Peace by God’s grace characterises the life of the Church in its both internal and external dimensions. Certainly, the grace-filled gift of peace also depends on the human effort. The gifts of the Holy Spirit are manifested only there where the human heart moves, coming the other way in the repentant desire of the truth of God. The gift of peace is revealed when Christians seek it, “remembering without ceasing work of faith, and labour of love, and patience of hope in our Lord Jesus Christ” (1 Thes. 1:3). Aspirations for peace by every individual member of the body of Christ should be independent of the time and living conditions. Pleasing to God (Mt. 5:9), they bring fruit wherever and whenever they are there. Peace as a gift of God, which transforms the inner man, should be also manifested outwardly. It should be cherished and stirred up (2 Tim. 1:6). Therefore, peacemaking becomes a task of the Church of Christ: “if it be possible, as much as lieth in you, live peaceably with all men” (Rom. 12:18) and seek “to keep the unity of the spirit in the bond of peace” (Eph. 4:3). The New Testament call to peacemaking is based on the personal example of the Saviour and on His teaching.

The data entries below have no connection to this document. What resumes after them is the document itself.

Issue #146, opened 2025-06-16
Sectorial decomposition of fluxes


lionel42:
In many applications it is important to split the fluxes in different sectors (ex GNFR sectors) 

Do we already have a convention in how to do this ? 

My idea would be to simply add a sector dimension and expand the variables that require sectorialization to this dimension.

Another cleaner option, for not having to mess with variables having different possibilities for the dimensions would be to create new variables adding a sectorial suffix.

melodb:
That option is already considered in the new format. The name tag "total" (e.g. flux_total_prior) can be replaced by a sector name (e.g. agriculture, fossil). I did not add this to README_templates because fluxy is not yet ready to deal with this. @mo-aliceramsden is working on an implementation which would scale the posterior fluxes according to the prior sector fluxes. Maybe we can wait for her developments to start with.

lionel42:
so this means you want to create one variable for each sector ? 
Why not using a dimension for sectors and avoid the multiplication of variables ?

Also do you plan on allowing only specific sectors any name ?
This might create issues with the naming convention.

melodb:
That's a very fair point. According to the template, one must specify one variable per sector. Maybe @ayanu can clarify the reasons behind this choice.

Moreover, we have not agreed on specific sector names yet. That's something we can easily align within the PARIS project, but won't be applicable to all. I guess this would be a problem regardless of using one variable per sector or creating a sector dimension.

stiglers-eponym:
The sectorial decomposition is of high interest for us. From my experience I want to emphasize the importance of providing uncertainty correlations for the sectors. I cannot see how to include this information in the current data format. A dimension for sectors could make it easier to include such information.

Beyond the correlation estimates, we also estimated averaging kernel matrices for the sector estimates that turned out to be important for the interpretation of the results. If the data format will be extended to include the sectors, maybe one could check that the format will allow for an extension to include averaging kernel matrices in the future. Again, when using a sector dimension, this should not be difficult.

melodb:
We have discussed this with @ayanu and for now we would prefer to keep the template as is. Nevertheless, inside fluxy, we can reorganize the variables in a better way by including a sector dimension.

[...]

PR #159, opened 2025-07-10
Sector post processing to create sector flux timeseries and spatial maps

mo-aliceramsden:
**Sector-level inversion output created by scaling total fluxes by sector flux proportions from a prior (e.g. EDGAR).**

The changes below all assume we're keeping the current flux output format, with each sector as a separate variable, e.g. `flux_agriculture_prior`. There is discussion over including `sector` as a dimension #146, but this is undecided, so for now I've set this up to work with the current file format.

The framework for this is mostly complete, but there's a few things left to finish. I'm on holiday 11th-18th July, so I can add in any suggested updates/changes when I'm back.

Changes made:
- Added a sector flux proportions file (inside the `sector_proportions` directory on the ICOS jupyterhub) and a template for this. The example version of this file just contains EDGAR data, but I've added a variable that allows you to select different versions of this file (so we can use other inputs from priors, inventories etc.)
- New functions in `flux_scale_by_sector_proportions` to scale `flux_total_prior` and `flux_total_posterior` by the sector proportions, to produce sector spatial fluxes. And then sum fluxes over countries to create country sector flux totals. This is basic so far and doesn't include any scaling of uncertainties, or inclusion of uncertainty covariance in the summing of spatial fluxes. I'm not sure how best to do this, as we don't have any uncertainty info on the spatial sector fluxes.
- `cell_area` is needed to recalculate country totals from the sector spatial fluxes, but this variable isn't present in all models' output, so I've added a EUROPE-specific example `cell_area` file, with a template for this too.
- Updated `regions` extraction functions, so sector-level fluxes can be extracted.
- Updated `flux_timeseries` and `flux_map` plotting functions so one sector from all models can be plotted at the same time. 
- Added stacked bar chart plot of all sector fluxes, from each model.

What I need to add:
- Inventory sector-level data, to include in flux timeseries and stacked bar chart plots of all sectors. We currently have this info for the UK and the Netherlands, I just need to process it into the correct format.
- Fix tests to work with sector options.

Things to discuss (then I can add these updates to the PR):
- How to calculate sector-level flux uncertainties, for both spatial and country fluxes?
- Is the stacked bar chart plot the best way to show the timeseries of country sector fluxes for all models?
- Do we want to include spatial fluxes at the `inversion_grid` resolution? Currently, the code doesn't do this (it only uses sector info at the resolution of the prior), so I've put in some warnings if the user tries to plot as sector other than `total` with an `inversion_grid` variable.


lionel42:
for me the most critical point which we discussed a bit in #146 is the extensibility of this to other sectorial decomposition.
Currently we need a flux variable for each sector and the name of the sector has to be included in the variable name.

I am not a huge fan of this solution, since as you mention I would prefer to add a sector dimension to the existing variables, so that we don't need to change our variables definitions.

If we still want to have a variable for each sector, we need to add functionalities to read an arbitrary number of sectors name, or add a nc variable that contains all sectors.

lionel42:
I had a quick look to the code. In the new functions there is a lot of duplicated code, which would be nice to clean. I am happy to do a more detailed code review once this is done.

fluxy/plots/flux_timeseries.py
```diff
@@ -244,12 +244,7 @@ def plot_country_flux(
         units = {ds.posterior.units for ds in ds_all.values()}
     else:
         units = {ds["flux_total_posterior_country"].units for ds in ds_all.values()}
-    if len(units) == 1:
-        unit = list(units)[0]
-    else:
-        raise ValueError(
-            f"Inconsistency in the units from the different datasets : {units} are present. Only one is expected."
-        )
+    unit = list(units)[0]
```
melodb: Is there a reason to remove this check? As far as I understand, it was meant to avoid plotting datasets with different units. This can happen if the user sets `country_flux_units_print=None` and the datsets don't have consistent units.

fluxy/plots/flux_timeseries.py
```diff
@@ -178,6 +177,7 @@ def plot_country_flux(
     plot_resample_and_original: bool = False,
     return_res: bool = False,
     rolling_mean: bool = False,
+    sector: str | None = None
```
alexdanjou: I think that it would be better to put default as "total" (for consistency with other functions and also to pass test tests.test_plots.plot_sites_timeseries). The function is currently not working when sector is set to None

data/templates/PAR-AVE-EYE_sector_proportions.cdl
```diff
@@ -0,0 +1,53 @@
...
+		flux_total:units = "g m-2 -s" ;
+		flux_total:long_name = "total flux from all sources" ;
+	double lat(lat) ;
+		lat:_FillValue = NaN ;
+	double lon(lon) ;
+		lon:_FillValue = NaN ;
+	int64 time(time) ;
+		time:units = "days since 1980-01-01 00:00:00" ;
+		time:calendar = "proleptic_gregorian" ;
+	float flux_proportion_total(time, lat, lon) ;
```
alexdanjou: I don't understand what is inside this variable. Could you be more descriptive?

data/templates/PAR-AVE-EYE_sector_proportions.cdl
```diff
@@ -0,0 +1,53 @@
...
+		flux_proportion_total:_FillValue = NaNf ;
+		flux_proportion_total:longname = "total flux as a proportion of total flux" ;
+	float flux_waste(time, lat, lon) ;
+		flux_waste:_FillValue = NaNf ;
+		string flux_waste:EDGAR_sectors = "SWD_LDF","SWD_INC","WWT" ;
+	float flux_proportion_waste(time, lat, lon) ;
```
alexdanjou: Is this variable necessary? If it's `flux_waste/flux_total` I think it should be removed for simplicity. The proportion could them be calculated in the fluxy. Same for other sectors

fluxy/plots/flux_timeseries.py
```diff
@@ -483,3 +479,279 @@ def plot_country_flux(
...
+    fig, axes = plt.subplots(
+        n_rows,
+        n_cols,
+        sharex=True,
+        constrained_layout=True,
+        figsize=(n_cols * 6, n_rows * 4),
+    )
+
+    row_count = 0
+    col_count = 0
```
alexdanjou: variables `row_count` and `col_count` are not used.

fluxy/plots/flux_timeseries.py
```diff
@@ -483,3 +479,279 @@ def plot_country_flux(
...
+
+    country_equivalent = {
+                "NW_EU2": "NW EUROPE",
+                "CW_EU": "CENTRAL W EUROPE",
+                "NW_EU_CONTINENT": "NW CONTINENTAL EUROPE",
+            }
+    print_country = country_equivalent.get(plot_region, plot_region)
+
+    # Create figure
+    if plot_inventory_or_prior == 'inventory':
```
alexdanjou: Could that be in determine subplots_arrangement for consistency and conciseness?

fluxy/plots/flux_timeseries.py
```diff
@@ -483,3 +479,279 @@ def plot_country_flux(
...
+                    ds_to_plot[m_extract].prior,
+                    label=sector.title(),
+                    color=sector_colors[sector],
+                    bottom = total_s_comp,
+                    alpha=0.7,
+                    width=width
+                    )
+                total_s_comp += ds_to_plot[m_extract].prior
+                                    
+        if resample != None:
```
alexdanjou, line 678: Those stuff (650-666) tackles the same issues as lines 411-433 as far as I understand. A function set_time_ticks common to both `plot_country_flux` and `plot_country_sector_flux_bar` that take the time points and return xticks and xtickslabels would be interesting. I will avoid duplicated code and also make those two plot consistent in term of display.

I can help on that (and subplots_arrangement) if you agree with my comments but don't want to do it :)

alexdanjou (changes requested):
Good job. I think more bits of code should be shared between plot_country_flux and plot_country_sector_flux_bar. I can help on that if you don't have time

fluxy/plots/flux_timeseries.py
alexdanjou: Same for below with ax_comp

data/templates/PAR-AVE-EYE_sector_proportions.cdl
mo-aliceramsden: Very good point! I've removed the 'flux_proportion_sector' variables from this file and moved the proportion calculation into fluxy.

fluxy/plots/flux_timeseries.py
mo-aliceramsden: Good idea! This isn't vital for getting this PR into development, so I've created an issue which explains this improvement, then if one of us has some time in the future, we can add that update in.

lionel42 (changes requested):
Since there are many new feature, we should also add some unit tests for new plot functions.

scripts/PARIS_inversion_results.ipynb
```diff
@@ -762,7 +836,7 @@
    "name": "python",
    "nbconvert_exporter": "python",
    "pygments_lexer": "ipython3",
-   "version": "3.10.6"
+   "version": "3.1.undefined"
   }
```
melodb: Remove version changes in notebook if possible.

scripts/PARIS_inversion_results.ipynb
```diff
@@ -135,6 +139,14 @@
     "    for m in models:\n",
     "        ds_all_flux_scaled[m] = slice_flux({m:ds_all_flux[m]},config_data,start_date,end_date,species=species,country_flux_units_print=country_flux_units_print)[m]\n",
     "\n",
+    "if sector_file is not None:\n",
+    "    for m in models:\n",
+    "        ds_all_flux_scaled[m] = scale_by_sector_proportions(data_dir=data_dir,ds=ds_all_flux_scaled[m],\n",
```
melodb: Can you move the for-loop inside the function and input a dictionary of datasets instead? Just to simplify the notebook.

fluxy/operators/flux_scale_by_sector_proportions.py
```diff
@@ -0,0 +1,191 @@
...
+        ds (xarray dataset):
+            Input ds, with added flux_sector_prior and flux_sector_posterior variables.
+            If regions is not None, also contains region/country sector total variables.
+    """
+    
+    if create_region_sector_totals == True:
+        
+        if 'country_fraction' not in ds:
+            raise ValueError(
+                f"country_fraction variable not present in dataset for {ds['inversion_system']} "
```
melodb: Is `ds['inversion_system']` a mistake? In other comment of mine, I have suggested to make this function accept a dictionary of datasets instead of one dataset at a time. If you decide in this way, you will have access to the dictionary keys which you can use here.

scripts/PARIS_inversion_results.ipynb
```diff
@@ -600,7 +658,17 @@
     "for m in models:\n",
     "    ds_all_flux_scaled[m] = slice_flux({m:ds_all_flux[m]},config_data,start_date,end_date,species=species,flux_units_print=flux_units_print)[m]\n",
     "\n",
-    "model_labels = set_model_labels(models,config_data,get_labels_from_file)"
+    "model_labels = set_model_labels(models,config_data,get_labels_from_file)\n",
+    "\n",
+    "if sector_file is not None:\n",
+    "\n",
+    "for m in models:\n",
+    "    ds_all_flux_scaled[m] = scale_by_sector_proportions(data_dir=data_dir,ds=ds_all_flux_scaled[m],\n",
```
melodb, line 715: Fix indentation.

scripts/PARIS_inversion_results.ipynb
```diff
@@ -121,6 +122,9 @@
     "start_date = '2018-01-01' #inclusive. Option to set as list of dates, e.g. ['2018-01-01','2019-01-01'] which is required for total fgases if one model is missing obs for a year\n",
     "end_date = '2024-01-01' #not inclusive. Option to set as list of dates, e.g. ['2023-01-01','2022-01-01'] which is required for total fgases if one model is missing obs for a year\n",
     "get_labels_from_file = False # If False, uses default labels. If True, uses labels in models_info.json.\n",
+    "sector_file = None #  #if not None, adds sector level results, by scaling model totals by the sector proportions in this file, default: 'EUROPE_EDGAR'\n",
+    "sectors = ['total']      #sectors to add to model ds, using sector_proportions_file, options for:  ['agriculture','waste','energy','industry'] \n",
```
melodb: Is it useful to manually specify the sectors to include? In my view, it would require less typing if we could just select the sector_file and the sectors were taken automatically from the variables in sector_file.

configs/EUROPE_cell_area.nc
melodb, line 1: Why are the units of cell_area set to 1? Should it be "m2"?

fluxy/operators/flux_scale_by_sector_proportions.py
```diff
@@ -0,0 +1,191 @@
...
+            configs_dir = parent_dir / "configs"
+            if 'domain' in ds.attrs:
+                domain = ds.attrs["domain"]
+            else:
+                domain = sector_file.split('_')[0]
+                logger.warning(f'No domain info in dataset attributes, so reading domain from sector_filename: {domain}')
+            with xr.open_dataset(os.path.join(configs_dir,f"{domain}_cell_area.nc")) as f:
+                cell_area = f['cell_area'].values
+                
+        dict_regions: dict[str,str] = config_data['regions_info'].get("regions",{})
```
melodb: Variable dict_regions is not used.

fluxy/operators/flux_scale_by_sector_proportions.py
```diff
@@ -0,0 +1,191 @@
...
+                
+        country_codes = config_data['regions_info'].get("country_codes", {})
+        country_search = [country_codes.get(r, r) for r in regions]
+                
+        #units for spatial flux to regional flux totals
+        molar_mass = config_data["species_info"][species]["molar_mass"]
+        s_in_year = 60*60*24*365
```
melodb: s_in_year not used.

fluxy/operators/flux_scale_by_sector_proportions.py
```diff
@@ -0,0 +1,191 @@
...
+        scaling_factor = get_units_conversion_factor('mol s-1', country_flux_units_print, molar_mass)
```
melodb: Is this scaling_factor used anywhere? It seems to be recalculated in L.145

fluxy/operators/flux_scale_by_sector_proportions.py
```diff
@@ -0,0 +1,191 @@
...
+            Region names. Sector region/country totals are only calculated for
+            these areas.
+        country_flux_units_print (str):
+            Units for country flux, e.g. 'Gg yr-1'
+        config_data (dict):
+            config_data (dict of dict):
+            Dictionary with settings read from json file.
+            Use json filenames as keys.
+        sector_file (str):
+            Start of sector file name, e.g. 'EUROPE_EDGAR'
```
melodb, line 47: Maybe add that this file should be inside folder "sector_flux"?

fluxy/operators/flux_scale_by_sector_proportions.py
```diff
@@ -0,0 +1,191 @@
...
+    sector_prop_path = os.path.join(data_dir,'sector_flux',
+                                       f'{sector_file}_{species}_yearly_flux_sectors.nc')
+
+    sector_prop = {}
+    
+    with xr.open_dataset(sector_prop_path) as f:
+        sector_time = f.time.values
+        for s in sectors:
+            #sector_prop[s] = f[f'flux_proportion_{s}']
+            sector_prop[s] = f[f'flux_{s}']/f[f'flux_total']
```
melodb: "f" is not needed in `"[f'flux_total']`. Moreover, I would remove the commented line above.

fluxy/operators/flux_scale_by_sector_proportions.py
```diff
@@ -0,0 +1,191 @@
...
+            
+    if create_region_sector_totals == True:
+        
+        # create a dictionary of {region_name:[available_region_masks]}  
+        country_all = {}
+
+        for country in country_search:
+            # if a grouped region flux total and grouped country mask is available e.g. InTEM: {BEL-LUX-NLD:[BEL-LUX-NLD]}
+            if country in ds["country_fraction"].country and country in ds['country'].values:
```
melodb: Does it make sense to check the existence of "country" in both `ds["country_fraction"].country` and `ds['country'].values`? Taking into account our data structute, isn't `ds["country_fraction"].country` = `ds['country'].values` by definition?

fluxy/operators/flux_scale_by_sector_proportions.py
```diff
@@ -0,0 +1,191 @@
...
+                country_all[country] = [country]
+                country_id = np.where(ds["country_fraction"].country.values == country)[0]
+                r_fraction = ds['country_fraction'].values[country_id,:,:]
```
melodb: Doesn't `r_fraction = ds['country_fraction'].sel(country = country)` yield directly what you want?

fluxy/operators/flux_scale_by_sector_proportions.py
```diff
@@ -0,0 +1,191 @@
...
+                
+                # if a grouped region flux total but no grouped country mask is available, e.g. RHIME: {BEL-LUX-NLD:[BEL,LUX,NLD]}
+                if np.isnan(r_fraction).all() == True:
+                    logger.warning(
+                        f"{country} country_fraction is not present in ds. "+
+                        f"Considering sum of individual countries: {country_all}."
+                        )
```
melodb: Is the output of "country_all" needed? I get the current status of the variable which is a bit confusing:

```
WARNING:fluxy.operators.flux_scale_by_sector_proportions:BEL-LUX-NLD country_fraction is not present in ds. Considering sum of individual countries: {'DEU': ['DEU'], 'GBR': ['GBR']}.
WARNING:fluxy.operators.flux_scale_by_sector_proportions:BEL-DEU-FRA-GBR-IRL-LUX-NLD country_fraction is not present in ds. Considering sum of individual countries: {'DEU': ['DEU'], 'GBR': ['GBR'], 'BEL': ['BEL'], 'LUX': ['LUX'], 'NLD': ['NLD']}.
```

fluxy/operators/flux_scale_by_sector_proportions.py
```diff
@@ -0,0 +1,191 @@
...
+            else:
+                # if no region flux total and no country mask is available, e.g. ELRIS: {BEL:BEL,LUX:LUX,NLD:NLD}
+                logger.warning(
+                    f"{country} country_fraction is not present in ds. "+
+                    f"Considering sum of individual countries: {country_all}."
+                    )
+                for c_add in country.split('-'):
+                    country_all[c_add] = [c_add]
+            
+    for s_id,s in enumerate(sectors):
```
melodb: s_id is not used so maybe replace by `for s in sectors:`

fluxy/operators/flux_scale_by_sector_proportions.py
```diff
@@ -0,0 +1,191 @@
...
+            # if no early enough dates in sector proportion file, use earliest available
+            elif t.astype('datetime64[Y]').astype('datetime64[ns]') < sector_time[0]:
+                t_index = 0
+            # if no late enough dates in sector proportion file, use latest available
+            elif t.astype('datetime64[Y]').astype('datetime64[ns]') > sector_time[-1]:
+                t_index = -1
+            scaling_factor = sector_prop[s].values[t_index,:,:]
+
+            flux_sector_prior_out[i,:,:] = ds[f'flux_total_prior'].values[i,:,:]*scaling_factor
+            flux_sector_post_out[i,:,:] = ds[f'flux_total_posterior'].values[i,:,:]*scaling_factor
```
melodb: I'm not an expert in xarray but I have the feeling we could do these same operations with xarray and avoid the need for ordered indexes. Maybe @alexdanjou can give some suggestions.

fluxy/operators/flux_scale_by_sector_proportions.py
melodb: Can you move this bit of code upper and join the two if-statements `if create_region_sector_totals == True:`?

fluxy/plots/flux_timeseries.py
```diff
@@ -483,3 +479,272 @@ def plot_country_flux(
...
+                                data_dir: str | None = None,
+                                fix_y_axes: bool = False,
+                                resample: str | list[str] | None = None,
+                                resample_uncert_correlation: bool = False,
+                                rolling_mean: bool = False,
+                                sectors: list[str] = ['agriculture','waste','energy','industry']
+                            ) -> Figure | list:
+    """
+    Timeseries plot of prior and posterior country fluxes, from list of
+    areas in plot_regions.
```
melodb: Update function description

fluxy/plots/flux_timeseries.py
```diff
@@ -483,3 +479,272 @@ def plot_country_flux(
...
+        return_res: Wheter or not including a dictionnary with the results as output
+        rolling_mean : If True, calculates a rolling mean (xx years) for each of the data to plot.
+    Returns:
+        fig: A plot per country/region.
+        res_dict : If return_res, return also a dictionnary containaing the plotted results
+    """
+    sector_colors = {'agriculture':'darkgreen',
+                    'waste':'purple',
+                    'industry':'darkblue',
+                    'energy':'dodgerblue'}
```
melodb: Can these hard-coded colors be moved to config.py?

fluxy/plots/flux_timeseries.py
```diff
@@ -483,3 +479,272 @@ def plot_country_flux(
...
+                "NW_EU2": "NW EUROPE",
+                "CW_EU": "CENTRAL W EUROPE",
+                "NW_EU_CONTINENT": "NW CONTINENTAL EUROPE",
+            }
+
+    country_equivalent = {
+                "NW_EU2": "NW EUROPE",
+                "CW_EU": "CENTRAL W EUROPE",
+                "NW_EU_CONTINENT": "NW CONTINENTAL EUROPE",
+            }
```
melodb: Repeated code.

fluxy/plots/flux_timeseries.py
```diff
@@ -483,3 +479,272 @@ def plot_country_flux(
...
+    
+    if plot_inventory_or_prior == 'inventory':
+        n_plots = len(ds_all.keys())+1
+    elif plot_inventory_or_prior == 'prior':
+        n_plots = len(ds_all.keys())*2
+        
+    n_cols, n_rows = determine_subplots_arrangement(n_plots)
+    
+    units = {ds["flux_total_posterior_country"].units for ds in ds_all.values()}
+    unit = list(units)[0]
```
melodb: Same comment as before regarding checking for units consistency along models.

fluxy/plots/flux_timeseries.py
```diff
@@ -483,3 +479,272 @@ def plot_country_flux(
...
+
+    fig, axes = plt.subplots(
+        n_rows,
+        n_cols,
+        sharex=True,
+        constrained_layout=True,
+        figsize=(n_cols * 6, n_rows * 4),
+    )
+    
+    max_cf = 0
```
melodb: Repeated code?

fluxy/plots/flux_timeseries.py
```diff
@@ -483,3 +479,272 @@ def plot_country_flux(
...
+        end_date: Start dates of the data to plot (used to slice inventory data).
+        annex_mode: If True, replace the labels with more concise versions for National Inventory Report Annexes.
+        scale_co2eq: If True, adapt y-axis label to CO2-eq.
+        plot_inventory: If True, plots inventory flux estimates as bars in each plot.
+        inventory_years: List of inventory data from different years to include. If None, only plots the most recent inventory data.
+        inventory_filename: Name of inventory file: {inventory_filename}_{species}_{inventory_year}
+        data_dir: Path to top data directory, used to read inventory data files.
+        fix_y_axes: If True, uses a consistent y axis for all plots.
+        add_prior: If True, plots prior as dashed lines.
+        add_prior_unc: If True, plots prior uncertainty as shaded area.
```
melodb: Remove args that don't exist in this function.

melodb (commented):
Thanks a lot for working on this! I left some comments mainly regarding some coding details. Regarding function `plot_country_sector_flux_bar`, I tried it out but I did not look at it in much detail. Options resample and rolling_mean are working fine. I just noticed that the y_label is missing when `plot_inventory_or_prior='prior'`. I will take a second look once you address the comments. Thanks a lot once again!

fluxy/operators/flux_scale_by_sector_proportions.py
alexdanjou: Indeed, you can reproduce what you do in your time loop with xarray.DataArray.interp and using fill_value and bounds_error in the kwargs. I'll propose something tomorrow.

scripts/PARIS_inversion_results.ipynb
alexdanjou: I agree with that

scripts/PARIS_inversion_results.ipynb
```diff
@@ -121,6 +122,9 @@
     "start_date = '2018-01-01' #inclusive. Option to set as list of dates, e.g. ['2018-01-01','2019-01-01'] which is required for total fgases if one model is missing obs for a year\n",
     "end_date = '2024-01-01' #not inclusive. Option to set as list of dates, e.g. ['2023-01-01','2022-01-01'] which is required for total fgases if one model is missing obs for a year\n",
     "get_labels_from_file = False # If False, uses default labels. If True, uses labels in models_info.json.\n",
+    "sector_file = None #  #if not None, adds sector level results, by scaling model totals by the sector proportions in this file, default: 'EUROPE_EDGAR'\n",
```
alexdanjou: Shouldn't those three lines be :
```
sector_file = 'EUROPE_EDGAR' #  #if not None, adds sector level results, by scaling model totals by the sector proportions in this file, default: 'EUROPE_EDGAR'
sectors = ['agriculture','waste','energy','industry']      #sectors to add to model ds, using sector_proportions_file, options for:  ['agriculture','waste','energy','industry'] 
create_region_sector_totals = True      #if True, uses country_fraction variable to sum spatial sector fluxes to region sector fluxes
```
to be coherent with the cell under `#### Timeseries of sector country fluxes - as bar charts` ?

alexdanjou: I've pushed this in my commit

fluxy/operators/flux_scale_by_sector_proportions.py
mo-aliceramsden: Thank you for your updates to this Alex, this is so much better now!

In the original function, there was a section that ensured that country sector fluxes were only calculated for the specified list of regions, because calculating this for all countries in the dataset was very slow (taking up to 90 seconds to run). This is much faster when only calculating sector fluxes for the 1-4 regions that will be plotted (only about 20 seconds). So I've added this section back in. There's still a default option available to calculate country sector fluxes for all countries in the datasets, if we need that at any point.

mo-aliceramsden:
> Since there are many new feature, we should also add some unit tests for new plot functions.

Thanks for this recommendation, this is a good idea. I've added some basic tests for the creation of the new sector flux variables and for the bar chart plots.

melodb:
Maybe you would like to reduce the size of the test files before merging.

mo-aliceramsden:
> Maybe you would like to reduce the size of the test files before merging.

Thanks for this reminder! I've reduced the size of the ch4 test files and added a reduced size 'EUROPE_cell_area.nc' file which is now required for the tests to run. All tests are passing for me now.

hdelongueville (approved):
Thanks for all the hard work!

fluxy/plots/flux_timeseries.py
```diff
@@ -261,13 +262,16 @@ def plot_country_flux(
...
         units = {ds["flux_total_posterior_country"].units for ds in ds_all.values()}
+
     if len(units) == 1:
         unit = list(units)[0]
     else:
         raise ValueError(
             f"Inconsistency in the units from the different datasets : {units} are present. Only one is expected."
         )
 
+    unit = list(units)[0]
```
melodb: This is not needed because `unit` is already defiend inside the if.

melodb (approved):

melodb:
As discussed, numpy to xarray optimization will stay for another PR. Moreover, in the future we can also make an attempt to use parts of #162 in sector plotting.

melodb:
@alexdanjou and @lionel42, can this be merged? I think it would be nice to merge this and the eddy branch soon so that we can move on

alexdanjou (approved):
Thanks for this important work!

If the commandments of non-resistance to evil (Mt. 5:39), love of one’ enemies (Mt. 5:44) and forgiveness (Mt. 6:14-15) are addressed primarily to the individual, the commandment of peacemaking, “Blessed are the peacemakers; for they shall be called the children of God”, has the direct bearing on social ethics.

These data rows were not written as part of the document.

PR #162, opened 2025-07-25
Adding eddy flux type

lionel42:
* adding a new type of data for eddy flux measurment 
* updated code to read the data 
* added a config for sectorial parameters 
* adding plots 
* modifying some functions used for mf to make them work also for ecflux
* adding tests


lionel42:
@melodb  I don't know if you have time, but if you want to make the review, I am very happy

.gitignore
```diff
@@ -3,4 +3,5 @@
 __pycache__/
 **/__pycache__
 
-data/ne_data/
\ No newline at end of file
+data/ne_data/
+data/my_data/
```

The Russian Orthodox Church seeks to carry out her peace service both on national and international scale, trying to help resolve various contradictions and bring nations, ethnic groups, governments and political forces to harmony. To this end, she makes appeals to the powers that be and other influential sections of society and takes efforts to organise negotiations between hostile parties and to give aid to those who suffer. The Church also opposes the propaganda of war and violence, as well as various manifestations of hatred capable of provoking fratricidal clashes.